▶ WHAT THE TASK ASKS
Word for word, reproduce each entry.

Dataset entries:

PR #2480, opened 2021-12-22
Update esbuild to 0.14.7

jhurliman:
**User-Facing Changes**

None

**Description**

Updates our JS and CSS minifier to the latest version

### DIFF
--- a/package.json
+++ b/package.json
@@ -53,7 +53,7 @@
   },
   "resolutions": {
     "@types/node": "15.3.0",
-    "esbuild-loader/esbuild": "0.12.18",
+    "esbuild-loader/esbuild": "0.14.7",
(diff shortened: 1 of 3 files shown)


package.json
```diff
@@ -53,7 +53,7 @@
   },
   "resolutions": {
     "@types/node": "15.3.0",
-    "esbuild-loader/esbuild": "0.12.18",
+    "esbuild-loader/esbuild": "0.14.7",
```
jtbandes, line 56: are we able to remove this from "resolutions" now?

jhurliman: In one more release I imagine. It currently ships 0.14.6, and 0.14.7 includes a performance improvement for cross-module enum minification that was showing a 15% speedup in some apps.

▶ RESPONSE BELOW
PR #2480, opened 2021-12-22
Update esbuild to 0.14.7

jhurliman:
**User-Facing Changes**

None

**Description**

Updates our JS and CSS minifier to the latest version

### DIFF
--- a/package.json
+++ b/package.json
@@ -53,7 +53,7 @@
   },
   "resolutions": {
     "@types/node": "15.3.0",
-    "esbuild-loader/esbuild": "0.12.18",
+    "esbuild-loader/esbuild": "0.14.7",
(diff shortened: 1 of 3 files shown)


package.json
```diff
@@ -53,7 +53,7 @@
   },
   "resolutions": {
     "@types/node": "15.3.0",
-    "esbuild-loader/esbuild": "0.12.18",
+    "esbuild-loader/esbuild": "0.14.7",
```
jtbandes, line 56: are we able to remove this from "resolutions" now?

jhurliman: In one more release I imagine. It currently ships 0.14.6, and 0.14.7 includes a performance improvement for cross-module enum minification that was showing a 15% speedup in some apps.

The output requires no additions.